Lux accepts the bag graciously, with a deep bow.

She watches the merchant lead her horses back around to leave the way she came. As the merchant climbs back up into her seat, Lux is briefly struck with the impulse to ask her about medicine. She has not been taking well to the height of the tower, or perhaps it has been the water.

But her paranoia and self preservation win out against it. She knows nothing of this merchant. Not where she is from, not how trustworthy she is. Not even her name. And so she says her goodbye, waves her off, and begins her long walk back to the tower, where she signals with her lantern to the other towers, where she keeps her eye on the distant speck of the wagon outside her window as it fades into the distance.

***

The one nice thing about the tower and all its windows is that she can see Ezreal coming long before he arrives.

He is staying in the area, but often far out of sight, disappearing into forests and alcoves and caves. So far away that she would not be able to tell him apart from another person anymore than she can tell ants apart.

Lux has never been one to miss him, no. Nor one to dress up before seeing him. They tend to meet when she is traveling, when she is on the road, in travel clothes far nicer than he is used to seeing - but far from the formal wear that Lux is used to from home.

It's nice to have the warning. To see the sparkle and glimmer of his magic and the halo of sunlight catching blond hair, still half a day away.

Lux bathes, then carefully combs her hair. She pins it into a crown braid. She picks her clothes and - well, she would tidy the room if there were anything _to_ tidy. The best she can do for this is hang the merchant's painting on the wall of the bedroom and make sure the bed is tidy enough for two.

She knows that none of these gestures mean anything to him.

She meets Ezreal at the base of the tower, sitting patiently on its steps with her hands beneath her drawn knees.

It isn't so bad, this far from civilization. It's quiet. The distant trees and their sap smell sweet in the air, carried across whispering, swaying fields of overgrown grass. As the sun passes the center of the sky and the day grows warm, the shadow of the tower keeps her cool, along with the breeze that helps to keep her hair from her back.
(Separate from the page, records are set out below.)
PR #5080, opened 2026-09-07
fix(cfg): auto-adjust max-read-ahead-kb to match fuse-max-request-size-kb when kernel reader is enabled

kislaykishore:
### Description
When kernel reader is enabled and a user sets a large `fuse-max-request-size-kb` (e.g. 255 MiB), GCSFuse kernel read calls were previously limited to 128 MiB for regional buckets due to constraints from the `max-read-ahead-kb` default.

This change:
- Automatically adjusts `max-read-ahead-kb` to `max(max-read-ahead-kb, fuse-max-request-size-kb)` when `enable-kernel-reader` is enabled and the user did not explicitly set `max-read-ahead-kb`.
- Preserves explicit user configuration of `max-read-ahead-kb` (via CLI or config file) even if lower than `fuse-max-request-size-kb`.
- Retains existing default read-ahead values when `fuse-max-request-size-kb` is lower than the default or unset.
- Leaves `max-read-ahead-kb` unchanged when the kernel reader is disabled.

b/558219582

### Testing details
1. Manual - Verified compilation, format, and static analysis via `make build` and `golangci-lint`.
3. Integration tests - Tested the behavior using Tessellations checkpoint benchmark.

N/A

### DIFF
--- a/cfg/rationalize.go
+++ b/cfg/rationalize.go
@@ -176,6 +176,18 @@ func resolveOnlyDir(c *Config) {
 	}
 }
 
+// resolveKernelReadAhead auto-adjusts max-read-ahead-kb to match fuse-max-request-size-kb
+// when kernel reader is enabled, unless the user explicitly configured max-read-ahead-kb.
+func resolveKernelReadAhead(v *viper.Viper, c *Config) {
+	if !c.FileSystem.EnableKernelReader {
+		return
+	}
+	if v != nil && v.IsSet("file-system.max-read-ahead-kb") {
+		return
+	}
+	c.FileSystem.MaxReadAheadKb = max(c.FileSystem.MaxReadAheadKb, c.FileSystem.FuseMaxRequestSizeKb)
+}
+
 // Rationalize updates the config fields based on the values of other fields.
 func Rationalize(v *viper.Viper, c *Config, optimizedFlags []string) error {
 	var err error
@@ -198,6 +210,7 @@ func Rationalize(v *viper.Viper, c *Config, optimizedFlags []string) error {
 	resolveFileCacheAndBufferedReadConflict(v, c)
 	resolveGCSRetriesConfig(&c.GcsRetries)
 	resolveOnlyDir(c)
+	resolveKernelReadAhead(v, c)
 
 	return nil
 }
--- a/cfg/rationalize_test.go
+++ b/cfg/rationalize_test.go
@@ -930,7 +930,7 @@ func TestResolveOnlyDir(t *testing.T) {
 	}
 }
 
-func Test_resolve_kernel_read_ahead(t *testing.T) {
+func TestResolveKernelReadAhead(t *testing.T) {
 	testCases := []struct {
 		name                string
 		userSetFlags        map[string]any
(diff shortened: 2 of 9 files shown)


cmd/config_rationalization_test.go
```diff
@@ -111,3 +113,364 @@ func TestRationalizeCloudMetricsExportIntervalSecs(t *testing.T) {
...
+	cmdArgs := append([]string{"gcsfuse"}, args...)
+	cmdArgs = append(cmdArgs, "a")
+	cmd.SetArgs(convertToPosixArgs(cmdArgs, cmd))
+	if err = cmd.Execute(); err != nil {
+		return nil, err
+	}
+	return &info, nil
+}
+
+func Test_rationalize_kernel_read_ahead_cli_flags(t *testing.T) {
```
abhishek10004: nit: use Pascal case for test function name

cfg/rationalize_test.go
```diff
@@ -929,3 +929,346 @@ func TestResolveOnlyDir(t *testing.T) {
...
+	for _, tc := range testCases {
+		t.Run(tc.name, func(t *testing.T) {
+			var v *viper.Viper
+			if !tc.nilViper {
+				v = viper.New()
+				for key, val := range tc.userSetFlags {
+					v.Set(key, val)
+				}
+			}
+
```
abhishek10004: nit: empty line not needed here. Similar for other tests as well.

cfg/rationalize.go
```diff
@@ -176,6 +176,18 @@ func resolveOnlyDir(c *Config) {
...
+// resolveKernelReadAhead auto-adjusts max-read-ahead-kb to match fuse-max-request-size-kb
+// when kernel reader is enabled, unless the user explicitly configured max-read-ahead-kb.
+func resolveKernelReadAhead(v *viper.Viper, c *Config) {
+	if !c.FileSystem.EnableKernelReader {
+		return
+	}
+	if v != nil && v.IsSet("file-system.max-read-ahead-kb") {
+		return
+	}
+	c.FileSystem.MaxReadAheadKb = max(c.FileSystem.MaxReadAheadKb, c.FileSystem.FuseMaxRequestSizeKb)
```
abhishek10004, line 188: Let's update the documentation for this flag in params.yaml file to reflect this as well

cmd/config_rationalization_test.go
```diff
@@ -111,3 +113,364 @@ func TestRationalizeCloudMetricsExportIntervalSecs(t *testing.T) {
...
+
+func Test_rationalize_kernel_read_ahead_viper_is_set(t *testing.T) {
+	testCases := []struct {
+		name          string
+		yamlContent   string
+		cliArgs       []string
+		expectedIsSet bool
+	}{
+		{
+			name:          "cli_flag_zero_is_set",
```
abhishek10004: nit: the name sounds slightly confusing, can we use a simpler name like cli_flag_is_set_with_value_zero? similar for other configs in this test

cmd/config_rationalization_test.go
abhishek10004: Similar for other tests throughout this PR

abhishek10004 (approved):
LGTM

PR #94, opened 2023-01-10
FS-2146: Fix latest sub criteria score query

tferns:
- Fix latest sub criteria score query limit
- Add test to verify changes function as intended

Previously, we were limiting to `1` - which was only returning a single score for the entire application id.
What we actually want, is the latest score for every unique sub criteria id in an assessment record.

### DIFF
--- a/db/queries/scores/queries.py
+++ b/db/queries/scores/queries.py
@@ -15,7 +15,7 @@ def get_scores_for_app_sub_crit(
     application_id: str, sub_criteria_id: str, score_history: bool = False
 ) -> list[dict]:
     """get_scores_for_app_sub_crit executes a query on scores
-    which returns the most recent score or all scores for the 
+    which returns the most recent score or all scores for the
     given application_id and sub_criteria_id.
 
     :param application_id: The stringified application UUID.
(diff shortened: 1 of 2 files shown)


db/queries/scores/queries.py
```diff
@@ -24,34 +24,45 @@ def get_scores_for_app_sub_crit(
...
-            Score.sub_criteria_id == sub_criteria_id
-            ).order_by(Score.date_created.desc())
+        stmt = (
+            select(Score)
+            .where(
+                Score.application_id == application_id,
+                Score.sub_criteria_id == sub_criteria_id,
+            )
+            .order_by(Score.date_created.desc())
+        )
```
gidsg, line 34: Could we move this part of the query into a variable and then just change the limit in the `else` case?

tferns: Ah I've actually not looked at this code - it was just pre-commit formatting since whoever had committed it didn't run.  I'll look at adding your suggestion

tferns: Refactored in https://github.com/communitiesuk/funding-service-design-assessment-store/pull/94/commits/0d51c337e6e310312c004c4ebd32774419efaafe

Adam-W1 (commented):
Looks good 👍 
can we add the expectation to see the scores when testing the assessment_dashboard route?

tferns:
> Looks good 👍 can we add the expectation to see the scores when testing the assessment_dashboard route?

Hey, I think that's logic relevant to the assessment frontend.  This PR is just for the back-end to pull the data back for the front-end.  Do you maybe mean something else and I'm misunderstanding?

Adam-W1:
> > Looks good 👍 can we add the expectation to see the scores when testing the assessment_dashboard route?
> 
> Hey, I think that's logic relevant to the assessment frontend. This PR is just for the back-end to pull the data back for the front-end. Do you maybe mean something else and I'm misunderstanding?

No worries, I did mean to add the test data for the frontend. However, I'm now adding some sample scores data in for the tests on fs-2018 so I think that will cover it 👍

Adam-W1 (approved):

PR #96, opened 2023-01-10
FS-1666 Add assessments stats endpoint

harryyo:
### Added assessments stats

- Added `/assessments/get-stats/{fund_id}/{round_id}` endpoint
- New flags_by_type query


tferns (approved):
Looks good, great work!

tferns:
> Looks good, great work!

Only comment is, I think the logic and code in this PR is sound and good.  But we had a small discussion about this model potentially changing so I'm not sure if that is being done in parallel by @AbuNavsa or @Adam-W1 - if so they may need to also update this endpoint to reflect the model changes.

api/routes/assessment_routes.py
```diff
@@ -114,3 +115,103 @@ def get_sub_criteria_theme_answers(application_id: str, theme_id: str):
...
+            ),
+    # TODO: add resolved if required, after flag_type enum
+    # has been updated to include QUERY_RESOLVED
+    #         "query_resolved": len(
+    #             [
+    #                 1
+    #                 for assessment in assessments
+    #                 if assessment["application_id"] in resolved_assessments
+    #             ]
+    #         ),
```
harryyo, line 212: Have just left this commented for now pending update of FlagType enum to contain QUERY_RESOLVED fyi @Adam-W1

harryyo: Removed

PR #98, opened 2023-01-11
Fs 2018 resolve a flagged application

Adam-W1:
https://digital.dclg.gov.uk/jira/browse/FS-2018
Resolving a flagged application
Linked to https://github.com/communitiesuk/funding-service-design-assessment/pull/131

**Changes to flags schema and flagging Enums. An example workflow using FLAGGED and STOPPED:**

Pasted Graphic 7


db/migrations/versions/3a22407701c8_.py
```diff
@@ -0,0 +1,42 @@
...
+revision = '3a22407701c8'
+down_revision = '99ad87a4f888'
+branch_labels = None
+depends_on = None
+
+
+def upgrade():
+    # ### commands auto generated by Alembic - please adjust! ###
+
+    op.drop_column("flags","resolution_reason")
```
gidsg, line 22: Think this is OK for now as no-one is using flags yet, but I think this would delete all data if we had some, so would need to come up with a more incremental migration in future.

gidsg (approved):
LGTM (as long as no-one is currently using flags on production?) 👍 🎏

PR #99, opened 2023-01-11
FS-2149: Show Flagged & fix filters

tferns:
- Show Flagged on assessor team dashboard
- Fix filters for Flagged applications, and unhandled statuses

See: https://github.com/communitiesuk/funding-service-design-assessment/pull/125

Video demo:
https://user-images.githubusercontent.com/117724519/211817671-47e51f30-bee5-4037-b822-81c1ffed6104.mp4

### DIFF
--- a/db/queries/assessment_records/queries.py
+++ b/db/queries/assessment_records/queries.py
@@ -38,10 +38,6 @@ def get_metadata_for_fund_round_id(
     :return: A list of dictionaries.
     """
 
-    # TODO: Handle these statuses
-    if status in ("INELIGIBLE", "QA_COMPLETE", "QA_READY"):
-        return []
-
     statement = (
         select(AssessmentRecord)
         # Dont load json into memory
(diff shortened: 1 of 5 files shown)


db/queries/flags/queries.py
```diff
@@ -33,9 +33,9 @@ def create_flag_for_application(
     return flag_metadata
 
 
-def retrieve_flags_for_application(application_id: str) -> dict:
+def retrieve_flags_for_application(application_ids: list[str]) -> dict:
```
harryyo, line 36: Just minor, but could this be renamed to retrieve_flags_for_application**s**() so that it's a bit more clear that it's a bulk function now?

harryyo (approved):
Looks good, just one comment

db/queries/assessment_records/queries.py
```diff
@@ -57,11 +61,31 @@ def get_metadata_for_fund_round_id(
     if asset_type != "ALL" and asset_type != "":
         statement = statement.where(AssessmentRecord.asset_type == asset_type)
 
-    if status != "ALL" and status != "":
+    if status not in ("", "ALL", "FLAGGED"):
```
gidsg, line 64: Could we do a pattern match on status rather than a series of if statements i.e. https://peps.python.org/pep-0634/?

db/queries/flags/queries.py
tferns: Good spot have added in https://github.com/communitiesuk/funding-service-design-assessment-store/pull/99/commits/d7740ce61e9a0f6a93cf9fe5681f66fc13b41016

gidsg (approved):

PR #100, opened 2023-01-12
BAU: Change progress endpoint to post

tferns:
- Start posting data as a json body as opposed to query params

https://sentry.io/organizations/funding-service-design-team-dl/issues/3850987122/?referrer=slack


tferns:
> LGTM, might be worth in future leaving the backwards compatible route in temporarily so the frontend/backend deploys don't need to be syncronised.

Good point I've added it back in https://github.com/communitiesuk/funding-service-design-assessment-store/pull/100/commits/70ca76e573ba65cc8b7a79f484a496327c8dfcc4

PR #102, opened 2023-01-16
fix migration to change enum rather than replace the column

Adam-W1:
Realtes to https://digital.dclg.gov.uk/jira/browse/FS-2018 failed build (https://github.com/communitiesuk/funding-service-design-assessment-store/actions/runs/3928462907/jobs/6716156366).

Fix the migration to change enum rather than replace the column


db/migrations/versions/3a22407701c8_.py
```diff
@@ -18,25 +18,24 @@
 
 def upgrade():
     # ### commands auto generated by Alembic - please adjust! ###
-
+    with op.get_context().autocommit_block():
+        op.execute("ALTER TYPE flagtype ADD VALUE 'RESOLVED'")
     op.drop_column("flags","resolution_reason")
     op.execute("DROP TYPE resolutiontype;")
```
gidsg, line 24: LGTM, as long as no-one is using these yet.

gidsg (approved):
👍

db/migrations/versions/3a22407701c8_.py
Adam-W1: OKay great, ive tested with resolution data on downgrades and upgrades and was happy so hopefully this wont cause issues either way (the column is nullable)

PR #58, opened 2022-12-08
FS-1987-show-sub-criteria-themes-to-assessors

ramsharma-prog:

PR #104, opened 2023-01-17
FS-2188: Change to use rsplit with limit of 1

tferns:
We're splitting on `: ` from the left, without any limit.  The user has entered a `:`  as part of their description, so we're splitting pre-maturely and incorrectly, which subsequently messes up the float coercion on the frontend. Changing to `rsplit` with a limit of `1`, should fix the immediate issue.

Relevant links (for reference):
- https://github.com/communitiesuk/funding-service-design-assessment-store/pull/58#discussion_r1047347313
- [slack thread](https://communities-govuk.slack.com/archives/C02PHBER287/p1673882389522519)
- [JIRA FS-2188](https://digital.dclg.gov.uk/jira/browse/FS-2188)

### DIFF
--- a/tests/test_get_sub_criteria.py
+++ b/tests/test_get_sub_criteria.py
@@ -20,6 +20,11 @@ from api.routes.subcriterias.get_sub_criteria import (
             ["£1"],
         ),
         (
+            ["An : Answer : with : lots: of :colons : £1"],
+            ["An : Answer : with : lots: of :colons "],
+            ["£1"],
+        ),
+        (
             ["An Answer : £1", "Another Answer : £2"],
             ["An Answer ", "Another Answer "],
             ["£1", "£2"],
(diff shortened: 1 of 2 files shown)


tests/test_get_sub_criteria.py
```diff
@@ -1,11 +1,36 @@
...
+            ["An Answer "],
+            ["£1"],
+        ),
+        (
+            ["An Answer : with colon : £1"],
+            ["An Answer : with colon "],
+            ["£1"],
+        ),
+        (
+            ["An Answer : £1", "Another Answer : £2"],
```
gidsg, line 23: Can we add a test with multiple `:` characters in the description part? We should be able to handle any number and only the last one should be the amount.

tferns: This is being done just above on [L18](https://github.com/communitiesuk/funding-service-design-assessment-store/blob/023feaf7c3ff9f76bf157ec40f157dd5827b35aa/tests/test_get_sub_criteria.py#L18) - or do you mean even more colons?

gidsg (approved):
LGTM 👍 🐛

PR #105, opened 2023-01-17
FS-2163 - Populate location data in assessment-store

srh-sloan:
Covers the following:
- Creating a script (`scripts/populate_location_data.py`) to extract postcode from `address of asset` field, then retrieve more detailed location data and populate the `location_json_blob` field in the DB.
- Updating test data functions accordingly (ie being able to seed the dev/unit_test DBs with this location data)
- Also added option to manually run the workflow and deploy to dev. This is integrated in the main `.github/workflows/deploy.yml` file, not a separate 'deploy_to_dev' workflow to reduce duplication.


README.md
```diff
@@ -85,6 +85,17 @@ upgrade the deployed db instances with your changes.
 
 ## How to use
 Enter the virtual environment and setup the db as described above, then:
+## How to run locally
+Enter the virtual environment and install dependencies as described above, then:
+
+### Create and seed local DB
+- Make sure your local `DB_URL` env var is set to your local postgres db (this doesn't need to actually exist yet), eg:
```
gidsg, line 92: Should this be `DATABASE_URL`?

db/queries/assessment_records/queries.py
```diff
@@ -270,3 +272,22 @@ def get_application_jsonb_blob(application_id: str) -> dict:
...
+    stmt = (
+        update(AssessmentRecord)
+        .where(AssessmentRecord.application_id == bindparam("app_id"))
+        .values(location_json_blob=bindparam("new_location_data"))
+    )
+
+    update_params = [
+        {
+            "app_id": item["application_id"],
+            "new_location_data": item["location"],
```
gidsg, line 287: I guess it's a bit late as we've done the migration already? But can we avoid temporal references if possible? So `location_data` would be preferable to `new_location_data`.

README.md
srh-sloan: Yes, thanks!

scripts/import_from_application.py
```diff
@@ -1,11 +1,16 @@
...
 import argparse
+import sys
 
 import requests
-from app import app
-from config import Config
-from db.queries import bulk_insert_application_record
-from fsd_utils import CommonConfig
+
+sys.path.insert(1, ".")
```
gidsg, line 7: Could we try using `python -m` flag with path to the script as per https://github.com/communitiesuk/funding-service-design-assessment-store/blob/066dec1ea4003a01a2c15d17f86884959f71e88d/scripts/README.md?plain=1#L6 to try and avoid this workaround?

README.md
```diff
@@ -121,12 +132,18 @@ These are the current pipelines running on the repo:
 
 # Testing
 
+The tests within /tests are designed to connect to a real database to run tests that use the DB layer, details below. This takes a long time to setup on a test run, so if your tests don't need a DB put them in /tests_no_db. This folder doesn't pickup /tests/conftest.py so therefore doesn't do the DB setup work and these tests can run in isolation much faster.
+
 ## Seed Postgres DB with mock data
 
 `invoke seed_dev_db`
 
 Running the above command will prompt you to enter the number applications, funds & rounds you would like to create as mock data within the database.
```
gidsg, line 141: typo 'number _of_ applications'.

README.md
```diff
@@ -121,12 +132,18 @@ These are the current pipelines running on the repo:
...
 
+This will also work for the DB within the docker runner. Find the ID of the docker container running assessment-store (`docker ps`) then execute:
+
+        docker exec -it <container_id> invoke seed_dev_db
```
gidsg, line 145: I think it's a bit confusing the mix between the docker and local instructions but I think maybe we can pick this up as part of a bigger bit of work looking at consistent use of databases and how to run the tests, so outside the scopr of this ticket.

scripts/import_from_application.py
srh-sloan: Yeah that works 👍

scripts/README.md
```diff
@@ -4,3 +4,26 @@
...
+1. Updates the database, populating `assessment_records.location_json_blob` with a json blob containing the location details
+1. Writes the retrieved location data out to a csv file at the specified location.
+
+To run locally:
+
+        ./scripts/populate_location_data.py --fund_id 47aef2f5-3fcb-4d45-acb5-f0152b5f03c4 --round_id c603d114-5364-4474-a0c4-c41cbf4d3bbd --update_db True --write_csv True --csv_location ./locations.csv
+
+To run on paas, execute the following (starts a task using the app context etc)
+
+        cf run-task funding-service-design-assessment-store-dev --command "./scripts/populate_location_data.py --fund_id 47aef2f5-3fcb-4d45-acb5-f0152b5f03c4 --round_id c603d114-5364-4474-a0c4-c41cbf4d3bbd --update_db True --write_csv True --csv_location /tmp/locations.csv && cat /tmp/locations.csv" --name populate_location
```
gidsg, line 23: Will these commands use `python -m` now? If so please can we update?

srh-sloan: Yes, good shout

scripts/populate_location_data.py
```diff
@@ -46,7 +43,7 @@ def process_locations(
             postcode = get_postcode_from_questions(questions)
             application_ids_to_postcodes[id] = postcode
             just_postcodes.append(postcode)
-
+        print(just_postcodes)
```
gidsg, line 46: Do we need to print these or is that just for debugging?

srh-sloan: 🤦‍♀️

gidsg (approved):
LGTM 👍 I would maybe suggest separating the commands using `cf ssh` for the CSV command so we could get the output without having to copy it out the logs, but OK as-is if we don't want to do that.

Please squash and merge as commit history is quite messy.

srh-sloan:
> LGTM 👍 I would maybe suggest separating the commands using `cf ssh` for the CSV command so we could get the output without having to copy it out the logs, but OK as-is if we don't want to do that.
> 
> Please squash and merge as commit history is quite messy.

I don't think we can separate out into a `cf ssh` call as the container to run the task is spun up and then destroyed when the task ends.

scripts/README.md
```diff
@@ -4,3 +4,26 @@
...
 `python -m scripts.import_from_application --roundid={your round id}`
+
+## Populate Location Data
+
+This script does the following:
+
+1. Extracts postcode from the 'address of asset' field in the application form
+1. Sends these postcodes to postcodes.io to retrieve further location information, eg. country
+1. Updates the database, populating `assessment_records.location_json_blob` with a json blob containing the location details
+1. Writes the retrieved location data out to a csv file at the specified location.
```
Adam-W1, line 15: think this should be incrementing. Lovely docs though 👍

srh-sloan: That happens anyway - you just use `1.` every time and it increments them when it renders. Saves having to renumber everything if you add a new bullet mid-list :)

Adam-W1: ah very fancy, ill have to remember that one 👌

PR #106, opened 2023-01-18
fs-1524-mark-qa-complete

gio-karunakaran:


db/queries/assessment_records/queries.py
```diff
@@ -283,4 +283,14 @@ def update_status_to_completed(application_id):
         {AssessmentRecord.workflow_status: Status.COMPLETED}, synchronize_session=False)
 
     db.session.commit()
-    
\ No newline at end of file
+
+def update_status_to_qa_complete(application_id):
```
gidsg, line 287: Can we combine this with the function above e.g. `update_status` and pass the status enum in as an argument?

db/migrations/versions/f586493c6c55_.py
```diff
@@ -0,0 +1,37 @@
...
+
+    # ### end Alembic commands ###
+
+
+def downgrade():
+    # ### commands auto generated by Alembic - please adjust! ###
+    op.execute("ALTER TYPE status RENAME TO status_old")
+    op.execute("CREATE TYPE status AS ENUM('NOT_STARTED', 'IN_PROGRESS', 'SUBMITTED', 'COMPLETED')")
+    op.execute((
+        "ALTER TABLE transactions ALTER COLUMN status TYPE status USING "
```
gidsg, line 33: our table name is not `transactions`. Please can we use the correct table name?

db/queries/assessment_records/queries.py
gio-karunakaran: done!

db/migrations/versions/f586493c6c55_.py
gio-karunakaran: sorry missed that! have changed this now 👍🏾

db/queries/assessment_records/queries.py
```diff
@@ -273,14 +274,20 @@ def get_application_jsonb_blob(application_id: str) -> dict:
...
 
-def update_status_to_completed(application_id):
-    from flask import current_app
-    current_app.logger.info(
-             f"Updating application status to COMPLETED")
-    db.session.query(AssessmentRecord)\
+def update_status(application_id, status):
+    if status == "COMPLETED":
+        current_app.logger.info("Updating application status to COMPLETED")
+        db.session.query(AssessmentRecord)\
```
gidsg, line 280: We are making very poor use of the argument here. Could we have a single query and pass in the status to it?

We can lookup the status from String using array syntax e.g. `Status['COMPLETED']`

If we want to constrain the input we could check at the start of the function e.g.
```
if status not in ['COMPLETED', 'QA_COMPLETE']:
    abort(400, "Incorrect Status given")
```

db/queries/assessment_records/queries.py
```diff
@@ -273,14 +274,13 @@ def get_application_jsonb_blob(application_id: str) -> dict:
     return application_json
 
 
-def update_status_to_completed(application_id):
-    from flask import current_app
-    current_app.logger.info(
-             f"Updating application status to COMPLETED")
+def update_status(application_id, status):
+    if status not in Status.__members__:
```
gidsg, line 278: Do we want to allow all statuses here? Previously we were just allowing `QA_COMPLETE` or `COMPLETED`?

tests/test_routes.py
```diff
@@ -141,15 +141,15 @@ def test_get_sub_criteria_theme_answers_field_id(request, client):
     assert response.json[0]["field_id"] == "ieRCkI"
 
 
-def test_update_ar_status_to_completed(request, client):
+def test_update_ar_status(request, client):
```
gidsg, line 144: Should we test with multiple statuses?
Can we test that the status has actually updated on the application?

db/queries/assessment_records/queries.py
gio-karunakaran: thought it could be worth allowing all statuses to future-proof this function/ make more flexible if needed?

tests/test_routes.py
gio-karunakaran: now testing with both COMPLETED and QA_COMPLETE statuses, and checking db rows are updated 👍🏾

api/routes/assessment_routes.py
```diff
@@ -119,9 +119,9 @@ def get_sub_criteria_theme_answers(application_id: str, theme_id: str):
     return map_application_with_sub_criteria_themes(application_id, theme_id)
 
 
-def update_ar_status_to_completed(application_id: str):
-    """ Function updates the status to COMPLETE for the given application_id"""
-    update_status_to_completed(application_id)
+def update_ar_status(application_id: str, status: str):
```
gidsg, line 122: Can we try to avoid acronyms, so in this case can we call it `update_assessment_status`?

db/queries/assessment_records/queries.py
gio-karunakaran: done!

gio-karunakaran:
closing as easier to re-start on a fresh branch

There is something to the way Ezreal brightens when he sees her. He does not make eyes at her or suddenly break into a smile, but there is a tension to his shoulders and an exhaustion to his brow that vanish in an instant. His lips stay drawn in a scowl, his neutral expression, but it stops reaching his eyes the moment they land on her.

"Rescue me from the beast called Boredom," Lux says, rising, smoothing down her skirt as it tries to billow up in the wind.

"Rescue yourself," Ezreal retorts in feigned annoyance, but catches her and holds her tight when she crashes into him for an embrace.

She tells herself that she is playing a part, when she does this. That they are making fun of noble girls who love so desperately, making fun of the girls in novels.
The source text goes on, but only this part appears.